Lastly, pharmacological inhibitors were used to validate key findings from this paper. BAY11-7082, a canonical NF-κB signaling inhibitor, repressed LIGHT mediated nuclear translocation of p65, whilst the inhibitor of the non-canonical NF-κB pathway, NIK-SMI1, prevented p100 cleavage. Although BAY11-7082 only mildly repressed LIGHT-mediated upregulation of ICAM-1, CD74, CXCL5, and BIRC3, NIK-SMI1 suppressed upregulation of ICAM-1, CD74, and VCAM-1, prevented LIGHT-induced expression of IL-32, IL-34, CXCL5, and BIRC3, and blocked LIGHT-driven suppression of BNP6, GREM2, and SEMA3B. These data show that it may be possible to prevent healthy fibroblasts from progressing towards pathogenic phenotypes through blockade of non-canonical NF-κB2 signaling. It will be of immediate clinical interest to determine whether it is equally possible to reverse the pathogenic fibroblast phenotype once acquired.

T cells are the presumptive source of LIGHT driving fibroblast differentiation in EoE5. Mechanistic confirmation of this will be important to pursue to maximize potential therapeutic strategies. Although LIGHT is expressed by a range of infiltrating T cells in EoE, including Th2 cells implicated in this disease, it can also be expressed by myeloid cells, DCs, and NK cells, and there is some evidence it is expressed by eosinophils in mice and humans9 (immgen.org). LIGHT also induces the release of inflammatory cytokines from eosinophils10, and it fosters the differentiation and survival of pro-allergy Th2 cells11.
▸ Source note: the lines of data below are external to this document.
PR #224, opened 2015-04-02
[WIP] Implementation of Map API

modwizcode:
I'm not particularly skilled at implementation especially the more delicate and fine tuned tools available, additionally maps are fairly spread around which makes this extremely difficult for me to implement.

This is currently just the ground work and it will not build due to other missing API's, the implementation of MixinMapData is complete except for updating which I don't know how to fix/complete. Additionally it uses `@Overwrite` to perform most of the work because I don't know how to use `@Redirect` and `@Inject`.

If one of @SpongePowered/developers that is more skilled could walk me through this that would be fairly beneficial since I would like to focus more on implementation.


modwizcode:
This is long out of date and will be changed on SpongeCommon anyway.

PR #225, opened 2015-04-03
Fix synchronous task delay

### LINKED ISSUE #220: Delayed scheduled task not executing after the specified delay
When scheduling a task with `SynchronousScheduler#runTaskAfter(Object plugin, Runnable task, long delay)`, the task is executed immediately, rather than after the specified delay.

I found this while developing a warps plugin, and so when I printed out the amount of ticks since the server started using `Server#getRunningTimeTicks()`, both when the command was sent and when the Runnable was run, the same value was outputted, indicating that there was indeed no delay.

RobertHerhold:
Before this fix, a ScheduledTask's timestamp would by default be set to 0 rather than the current server tick counter. This would cause the task to be fired immediately, rather than after the appropriate delay. This PR fixes this issue, correctly firing ScheduledTasks after the correct delay. If pulled, this would resolve #220.

### DIFF
--- a/src/main/java/org/spongepowered/mod/service/scheduler/SyncScheduler.java
+++ b/src/main/java/org/spongepowered/mod/service/scheduler/SyncScheduler.java
@@ -265,6 +265,7 @@ public class SyncScheduler implements SynchronousScheduler {
         if (nonRepeatingTask == null) {
             SpongeMod.instance.getLogger().warn(SchedulerLogMessages.CANNOT_MAKE_TASK_WARNING);
         } else {
+            nonRepeatingTask.setTimestamp(this.counter);
             resultTask = this.schedulerHelper.utilityForAddingTask(this.taskMap, nonRepeatingTask);
         }
 
@@ -319,6 +320,7 @@ public class SyncScheduler implements SynchronousScheduler {
         if (nonRepeatingTask == null) {
             SpongeMod.instance.getLogger().warn(SchedulerLogMessages.CANNOT_MAKE_TASK_WARNING);
         } else {
+            nonRepeatingTask.setTimestamp(this.counter);
             resultTask = this.schedulerHelper.utilityForAddingTask(this.taskMap, nonRepeatingTask);
         }
 
@@ -389,6 +391,7 @@ public class SyncScheduler implements SynchronousScheduler {
         if (repeatingTask == null) {
             SpongeMod.instance.getLogger().warn(SchedulerLogMessages.CANNOT_MAKE_TASK_WARNING);
         } else {
+            repeatingTask.setTimestamp(this.counter);
             resultTask = this.schedulerHelper.utilityForAddingTask(this.taskMap, repeatingTask);
         }
 
@@ -459,6 +462,7 @@ public class SyncScheduler implements SynchronousScheduler {
         if (repeatingTask == null) {
             SpongeMod.instance.getLogger().warn(SchedulerLogMessages.CANNOT_MAKE_TASK_WARNING);
         } else {
+            repeatingTask.setTimestamp(this.counter);
             resultTask = this.schedulerHelper.utilityForAddingTask(this.taskMap, repeatingTask);
         }
 


RobertHerhold:
I don't believe the Travis build failing is my fault. See the below snippet of the failure log.

```
FAILURE: Build failed with an exception.
* What went wrong:
Could not resolve all dependencies for configuration ':userDevPackageDepConfig'.
> Could not resolve net.minecraftforge:forge:1.8-11.14.1.1341.
  Required by:
      org.spongepowered:Sponge:1.8-1341-1.1DEV-0
   > Could not HEAD 'http://files.minecraftforge.net/maven/net/minecraftforge/forge/1.8-11.14.1.1341/forge-1.8-11.14.1.1341-userdev.jar'. Received status code 500 from server: Internal Server Error
   > Could not GET 'https://libraries.minecraft.net/net/minecraftforge/forge/1.8-11.14.1.1341/forge-1.8-11.14.1.1341.pom'. Received status code 403 from server: Forbidden

```

RobertHerhold:
The fourth build was just re-run and it passes now.

Minecrell:
@RobertHerhold Yep, I restarted it ;)

RobertHerhold:
@Minecrell Haha thanks! Wasn't sure if someone did it manually or if Travis just did it

RobertHerhold:
What's the status on this PR?

bloodmc:
@sibomots is this ready to be merged?

sibomots:
If people are hot to merge it, go ahead to merge it.

But I don't think the changes actually are what we want.

Some facts:

The tick counter retrieved from the server is essentially an absolute counter. The counter variable in the Scheduler is not treated as an absolute counter, but a relative counter from when the next time the synchronous task should fire.

In other words, if a synchronous task needs to fire every N ticks, the task's initial counter setting is set to zero.  Then each time the SyncScheduler is woken up by a new Server Tick Event, the counter is incremented.  When the Synchronous Task counter (relative) reaches the desired interval N, then the task fires and the counter is reset to Zero again.

This PR seems to miss that point.

Go ahead and merge it and when the test case plugins fail, we'll know why.

In the future, PR's should reference _some_ sample code to show "before and after" effects.

Thx.

Mumfrey:
@sibomots based on what you're saying it looks like this is the right **place** for this fix but the wrong actual fix. Since it would seem that the value needs to be initialised to the current value of `SyncScheduler`'s internal `counter` variable based on [this code](https://github.com/SpongePowered/Sponge/blob/master/src/main/java/org/spongepowered/mod/service/scheduler/SyncScheduler.java#L202).

Would it be fair to say it's more suitable from an encapsulation point of view to have `SyncScheduler` assign the timestamp to the task?

Either way, it's easy to see that unless (and I guess it's possible) `SyncScheduler`'s `count` is tied to `Server::getRunningTimeTicks()` somehow, that this fix is definitively wrong.

RobertHerhold:
@Mumfrey Re-committed with setting the timestamp to `SyncScheduler`'s `counter`, and it works as intended.

 @sibomots Not sure what you meant in your original comment about `SyncScheduler`'s `counter` being set to 0 again... don't see that anywhere.

You might notice I committed with the same message (screwed up a rebase). If you want, I can close the PR and re-open it with the desired changes

Mumfrey:
> You might notice I committed with the same message (screwed up a rebase). If you want, I can close the PR and re-open it with the desired changes

Just squash the commits.

RobertHerhold:
I looked at that, but ran into some issues... fixed now :)

Mumfrey:
@RobertHerhold there are still two (or maybe just one) outstanding issues:

* Your formatting is broken on the lines you've added, you have added tabs
* You do not set the count for all instantiations of the task (that I can see), only two of them. Is this correct?

RobertHerhold:
I'll fix the formatting when I get home, and as for the second issue, I had a momentary memory lapse, thinking I only needed to set the timestamp for the delayed tasks, which is not the case.

RobertHerhold:
@Mumfrey Fixed now.

me4502:
Is this ready for merging, @bloodmc @sibomots ?

RobertHerhold:
Any progress here?

Zidane:
@RobertHerhold 

I just tested this with master and the initial delay kicked in and the delay works each time.

http://pastebin.com/bF3AFw52

Log http://pastebin.com/mK2aK93R

RobertHerhold:
That's interesting... I'll have to try it again...

Zidane:
I'll close this until further feedback/bugs arise.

Collectively, this work shows that LIGHT primarily signals through LTβR to activate the non-canonical NF-κB pathway, which in turn imposes a pro-inflammatory, anti-homeostatic phenotype on esophageal fibroblasts (Fig. 1). There is a supporting role for the canonical NF-κB pathway activated by both HVEM and LTβR. This work adds to a growing body of literature showing that the factors that drive fibroblast functional changes may serve as a platform for new therapeutics. Chronically activated fibroblasts are pathogenic across a startlingly broad range of inflammatory diseases, through autoimmunity, chronic inflammatory disease (e.g., Crohn’s disease, kidney disease), ischemic injury, chronic viral infection, and cancer. Under these conditions, fibroblast subsets emerge bearing distinct, targetable transcriptional profiles12. This creates new opportunities to understand the biology of fibroblast development and for therapeutic targeting, with the potential for efficacy across disease indications that generate an enormous burden of disease.